**Activity**. Look through the material that follows and show every line with the string "cannot".

=== Dataset extract ===

PR #228, opened 2018-08-03
change ntp offset stat

HannesBachter:
found this as a local change on paul-ingolstad
@floweisshardt @benmaidel @fmessmer is that important?


fmessmer:
not needed...already fixed and merged in #205

PR #230, opened 2018-10-05
do not auto-recover based on diagnostics

fmessmer:
ref https://github.com/mojin-robotics/cob4/issues/900

we do not want to auto-recover based on diagnostics by default as this situation might point to faulty/broken hardware

### DIFF
--- a/cob_helper_tools/scripts/auto_recover.py
+++ b/cob_helper_tools/scripts/auto_recover.py
@@ -29,6 +29,8 @@ class AutoRecover():
   def __init__(self):
     now = rospy.Time.now()
     self.em_state = 0
+    self.recover_emergency = rospy.get_parm('~recover_emergency', True)
+    self.recover_diagnostics = rospy.get_parm('~recover_diagnostics', True)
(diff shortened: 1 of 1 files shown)


floweisshardt (dismissed):

cob_helper_tools/scripts/auto_recover.py
```diff
@@ -29,6 +29,8 @@ class AutoRecover():
   def __init__(self):
     now = rospy.Time.now()
     self.em_state = 0
+    self.recover_emergency = rospy.get_parm('~recover_emergency', True)
+    self.recover_diagnostics = rospy.get_parm('~recover_diagnostics', False)
```
floweisshardt: does it make sense to use `True` as default for both

fmessmer: we would need to adjust all the `components.yaml`...for testing this was easier....and it is the hardware-gentle and failure-agnostic way to do

fmessmer:
with both params defaulting to true, without changing the config, this pr is a non-intrusive change

PR #232, opened 2018-10-11
new metrics (thermal throttling, idlejitter) for cpu monitor based on netdata

Acuda:
- fixes https://github.com/mojin-robotics/msh_backup/issues/372

### DIFF
--- a/cob_monitoring/src/cpu_monitor.py
+++ b/cob_monitoring/src/cpu_monitor.py
@@ -45,10 +45,10 @@ class CPUMonitor():
         self._mem_warn = rospy.get_param('~mem_warn', 25)
         self._mem_error = rospy.get_param('~mem_error', 1)
 
-        self._check_thermal_throttling_events = rospy.get_param('~check_thermal_throttling_events', True)
+        self._check_thermal_throttling_events = rospy.get_param('~check_thermal_throttling_events', False)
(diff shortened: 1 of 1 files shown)


cob_monitoring/src/cpu_monitor.py
```diff
@@ -42,6 +45,14 @@ def __init__(self, hostname, diag_hostname):
         self._mem_warn = rospy.get_param('~mem_warn', 25)
         self._mem_error = rospy.get_param('~mem_error', 1)
 
+        self._check_thermal_throttling_events = rospy.get_param('~check_thermal_throttling_events', True)
```
fmessmer: the other `check_*` params use `False` as default in order to not produce stale/error diagnostics for robots that do not want/have the respective tools setup (ipmi, netdata,...)...we should do the same for the new throttling and jitter diagnostics

fmessmer (changes requested):
for discussion:
I like the fact that this could even be used as diagnostics for netdata itself
however, it uses tools (netdata) which cannot be set up via `rosdep install`...would it make sense to use the `syslog` directly to be independent from netdata installation (as mentioned in https://github.com/mojin-robotics/msh_backup/issues/372#issuecomment-429031108)?

fmessmer (approved):
tested on robot...

PR #234, opened 2018-10-27
add ping_computers monitor

HannesBachter:
- fixes https://github.com/mojin-robotics/cob4/issues/939
     which is part of https://github.com/mojin-robotics/cob4/issues/875 
 - new source code files added ([APACHE license header](https://github.com/ipa320/setup/tree/master/templates) adjusted to **Mojin Robotics** was used) 

maybe the ping computers monitor could be integrated into [wlan_monitor.py](https://github.com/ipa320/cob_command_tools/blob/indigo_dev/cob_monitoring/src/wlan_monitor.py) or [wifi_monitor.py](https://github.com/ipa320/cob_command_tools/blob/indigo_dev/cob_monitoring/src/wifi_monitor.py)

### DIFF
--- a/cob_monitoring/src/ping_computers.py
+++ b/cob_monitoring/src/ping_computers.py
@@ -17,14 +17,11 @@
 import rospy
 import subprocess
 
+from std_msgs.msg import String
 from diagnostic_msgs.msg import DiagnosticStatus, KeyValue
 
 class ping_computers:
     def __init__(self):
-        self.diagnostics_publisher = rospy.Publisher('/diagnostics', DiagnosticStatus,queue_size=1)
-        self.diagnostics_frequency = rospy.get_param('~diagostics_frequency', None)
-        rospy.Timer(rospy.Duration(self.diagnostics_frequency), self.publish_diagnostics)
-
         self.ping_frequency = rospy.get_param('~ping_frequency', None)
         rospy.Timer(rospy.Duration(self.ping_frequency), self.ping_hosts)
         self.ping_number_packages = rospy.get_param('~ping_number_packages', None)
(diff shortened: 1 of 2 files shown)


HannesBachter:
added functionality to be run on a local pc, specifying various subnets  and publishing a designated topic

cob_monitoring/src/ping_computers.py
```diff
@@ -0,0 +1,130 @@
...
+        diagnostics_frequency = rospy.get_param('~diagostics_frequency', None)
+        if diagnostics_frequency < 0:
+            rospy.logerr("Ping Computers: invalid frequency: %f", diagnostics_frequency)
+            exit            
+        if self.host_pc == "ROBOT":
+            # on robot, publish diagnostics
+            self.diagnostics_publisher = rospy.Publisher('/diagnostics', DiagnosticStatus,queue_size=1)
+            rospy.Timer(rospy.Duration(1.0/diagnostics_frequency), self.publish_diagnostics)
+            # use all but last digits from local IP address
+            ip_prefix = ".".join(subprocess.check_output(['hostname', '-I']).split(".")[:-1])
```
fmessmer, line 46: if you specify full IP for the hosts, then with this, the script could detect itself whether it runs locally (on robot = same ip_prefix) or remote (robowatch = ip_prefix differs) - no need for the extra parameter `host_pc`

cob_monitoring/src/ping_computers.py
```diff
@@ -0,0 +1,130 @@
...
+            rospy.logdebug("Ping Computers: computer IP: %s, IP prefix: %s",subprocess.check_output(['hostname', '-I']), ip_prefix)
+            for host in self.hosts:
+                host_ip = ip_prefix+"."+str(host)
```
fmessmer: I think `hosts` should contain the full IP we want to ping - again, this helps combining local/remote variants without if-else-mechanism (see above)

cob_monitoring/src/ping_computers.py
```diff
@@ -0,0 +1,130 @@
...
+
+        self.host_pc = rospy.get_param('~host_pc', None)
+        self.hosts_pingable = {}
+        diagnostics_frequency = rospy.get_param('~diagostics_frequency', None)
+        if diagnostics_frequency < 0:
+            rospy.logerr("Ping Computers: invalid frequency: %f", diagnostics_frequency)
+            exit            
+        if self.host_pc == "ROBOT":
+            # on robot, publish diagnostics
+            self.diagnostics_publisher = rospy.Publisher('/diagnostics', DiagnosticStatus,queue_size=1)
```
fmessmer: the topic type of `/diagnostics` is 
```
rostopic info /diagnostics
Type: diagnostic_msgs/DiagnosticArray
```

cob_monitoring/src/ping_computers.py
```diff
@@ -0,0 +1,130 @@
...
+
+    def ping(self, host):
+        """
+        Returns True if host (str) responds to a ping request.
+        """
+        rospy.logdebug("Ping Computers: pinging %s", host)
+        # Building the command. e.g.: "ping -c 1 google.com"
+        command = ['ping', '-c', str(self.ping_number_packages), host, '-q']
+        # if ping returns 0, ping was successful
+        return subprocess.call(command) == 0
```
fmessmer: I guess we could get more information out of this and not just true/false, e.g. 
```
ping -c 1 10.4.2.1
PING 10.4.2.1 (10.4.2.1) 56(84) bytes of data.
64 bytes from 10.4.2.1: icmp_seq=1 ttl=63 time=25.2 ms

--- 10.4.2.1 ping statistics ---
1 packets transmitted, 1 received, 0% packet loss, time 0ms
rtt min/avg/max/mdev = 25.239/25.239/25.239/0.000 ms
```
if you parse the response of the `subprocess call` then we could put metrics such as package loss and delay into diagnostics

just create one DiagnosticStatus for each pc and append them to `DiagnosticArray`

cob_monitoring/src/ping_computers.py
```diff
@@ -0,0 +1,130 @@
...
+            ip_prefix = ".".join(subprocess.check_output(['hostname', '-I']).split(".")[:-1])
+            rospy.logdebug("Ping Computers: computer IP: %s, IP prefix: %s",subprocess.check_output(['hostname', '-I']), ip_prefix)
+            for host in self.hosts:
+                host_ip = ip_prefix+"."+str(host)
+                self.hosts_pingable.update({host_ip:False})
+        elif self.host_pc == "ROBOWATCH":
+            # publish directly to topic when running on robowatch pc
+            publish_topic = rospy.get_param('~publish_topic', None)
+            self.slack_publisher = rospy.Publisher(publish_topic, String, queue_size=1)
+            rospy.Timer(rospy.Duration(1.0/diagnostics_frequency), self.publish_slack)
```
fmessmer, line 56: no need for an extra timer...just call publish from `publish_diagnostics` - this also remove duplicate code in both functions

fmessmer (changes requested):
first quick review...I guess we haven't thought through the whole usecase yet

while we might want to use both variants (locally, remotely), I'm not sure this should be done from the same script

the robowatch version, might need 
 - to monitor several robots
 - to publish to several `slack` channels respectively (could be achieved by using the [`zmq_push`](https://github.com/mojin-robotics/mojin_tools/blob/kinetic-devel/slack/scripts/zmq_push.sh) mechanism)
 - to run without ROS (in order to detect PC failures without ROS running on the robot)

cob_monitoring/src/ping_computers.py
HannesBachter: I realized, that when we have the whole IP for the hosts in the .yaml file - we cannot symlink them but have to add a separate .yaml file for each robot

cob_monitoring/src/ping_computers.py
HannesBachter: in that case, we would publish the slack message every second, which would spam our channels - I don't know if we want that info being published so frequently

fmessmer: only publish on error, then stop until ok again

fmessmer: also, if we split the two variants, then "local" would publish diagnostics and "remote" would `zmq_push`

cob_monitoring/src/ping_computers.py
```diff
@@ -0,0 +1,130 @@
...
+        command = ['ping', '-c', str(self.ping_number_packages), host, '-q']
+        # if ping returns 0, ping was successful
+        return subprocess.call(command) == 0
+
+    def publish_diagnostics(self, event):
+        stat = DiagnosticStatus()
+        stat.name = "ping computers"
+        stat.hardware_id = "None"
+
+        all_pingable = True
```
fmessmer, line 129: https://docs.python.org/2/library/functions.html#all could be used for this

fmessmer:
not planned

PR #239, opened 2019-01-07
introduce max_retries for auto_init

fmessmer:
as discussed with @HannesBachter @floweisshardt 
without this, we never get notified about components unable to get initialized (due to CAN/HW errors) as during `init` service call the diagnostic turn green for a short period of time before toggling back to warning again...
with stopping to initialize after `max_retries` the diagnostics will stay yellow and we'll get notified


HannesBachter (dismissed):
tested on cob4-21

PR #246, opened 2019-05-29
Increase field size of 'number' in ScriptState

LoyVanBeek:
Noticed an overflow in this field due to too many calls without shutdown on the SimpleScriptServer
With uint32 and an action being called every second, the SimpleScriptServer can go on for 136 years which I think should be sufficient

 - fixes https://github.com/mojin-robotics/cob4/issues/1136
 - new source code files added (proper [APACHE license header](https://github.com/ipa320/setup/tree/master/templates) **must** be used)

### DIFF
--- a/cob_script_server/msg/ScriptState.msg
+++ b/cob_script_server/msg/ScriptState.msg
@@ -1,5 +1,5 @@
 Header header
-int16 number
+uint32 number
 string function_name
 string component_name
 string parameter_name


cob_script_server/msg/ScriptState.msg
```diff
@@ -1,5 +1,5 @@
 Header header
-int16 number
+uint32 number
```
fmessmer, line 2: did we not agree to "roundtrip" the increment?

fmessmer (changes requested):

cob_script_server/msg/ScriptState.msg
LoyVanBeek: We kind of did indeed :-)

However, that requires, on the Python side in SSS, to know what the maximum value is so you can actually round-trip when the value is too large. 
AFAIK, there is no way to get the max field size on a ROS msg and I don't like hardcoding a maximum value, because then we'll still have an issue when the message definition changes somehow. The exception is aonly raised when serializing and not when assigning (because it's just a Python `int`).

That logic (although very simple) will need testing and has a small risk of some sort of race condition when receiving multiple requests in parallel (unless we use a lock on the global variable, adding a tiny bit more complexity)

If you still prefer round-tripping, can be done of course.

fmessmer:
let's keep this open while working on it...

fmessmer:
consider #247 instead

PR #248, opened 2019-07-12
Feature/reduce load

LoyVanBeek:
- Reduces CPU load from cob_monitoring/net_monitor

On my box, just running the node to publish on `/diagnostics` at 1.0Hz produced a load of ~11-12% CPU.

===

**Response to this task**.
however, it uses tools (netdata) which cannot be set up via `rosdep install`...would it make sense to use the `syslog` directly to be independent from netdata installation (as mentioned in https://github.com/mojin-robotics/msh_backup/issues/372#issuecomment-429031108)?
HannesBachter: I realized, that when we have the whole IP for the hosts in the .yaml file - we cannot symlink them but have to add a separate .yaml file for each robot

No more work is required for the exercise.